Issue #373, opened 2017-09-12
Consume final ASM 6


iloveeclipse:
Bad news: final ASM 6 will break API compared with ASM 6 BETA.
Good news: the change is small and they plan to release by the end of September.
So we should consider to switch to the final ASM 6 for the 3.1 release.

See https://mail.ow2.org/wws/arc/asm/2017-09/msg00000.html

pdillinger:
The SpotBugs 3.1.0 description says "First SpotBugs release. Same features as FindBugs, plus proper support for Java 8."

Doesn't ASM 5.x have proper support for Java 8? Doesn't ASM 6 support Java 9? Do you mean Java 9? Is there a plan for Java 9 support?

KengoTODA:
> Doesn't ASM 5.x have proper support for Java 8?

ASM 5 supports Java 8. ASM 6 was [introduced at FindBugs 3.1.0 preview version](https://github.com/spotbugs/spotbugs/commit/16657d9ad740ce3ef054c164d5471e644ebfd655), to support Java 9.

> Doesn't ASM 6 support Java 9?

ASM 6 beta support Java 9. You can refer [official release note](https://mail.ow2.org/wws/arc/asm/2017-08/msg00000.html).

> Do you mean Java 9? Is there a plan for Java 9 support?

We have plan to support Java 9, but it has no progress for now. Java 9 is not supported by ASM and other bytecode manupilation tools.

* [WHAT TO WORK ON]:
Repeat every line of the listing without a single difference.

* [RESPONSE TO THE TASK]:
Issue #373, opened 2017-09-12
Consume final ASM 6


iloveeclipse:
Bad news: final ASM 6 will break API compared with ASM 6 BETA.
Good news: the change is small and they plan to release by the end of September.
So we should consider to switch to the final ASM 6 for the 3.1 release.

See https://mail.ow2.org/wws/arc/asm/2017-09/msg00000.html

pdillinger:
The SpotBugs 3.1.0 description says "First SpotBugs release. Same features as FindBugs, plus proper support for Java 8."

Doesn't ASM 5.x have proper support for Java 8? Doesn't ASM 6 support Java 9? Do you mean Java 9? Is there a plan for Java 9 support?

KengoTODA:
> Doesn't ASM 5.x have proper support for Java 8?

ASM 5 supports Java 8. ASM 6 was [introduced at FindBugs 3.1.0 preview version](https://github.com/spotbugs/spotbugs/commit/16657d9ad740ce3ef054c164d5471e644ebfd655), to support Java 9.

> Doesn't ASM 6 support Java 9?

ASM 6 beta support Java 9. You can refer [official release note](https://mail.ow2.org/wws/arc/asm/2017-08/msg00000.html).

> Do you mean Java 9? Is there a plan for Java 9 support?

We have plan to support Java 9, but it has no progress for now. Java 9 is not supported by ASM and other bytecode manupilation tools.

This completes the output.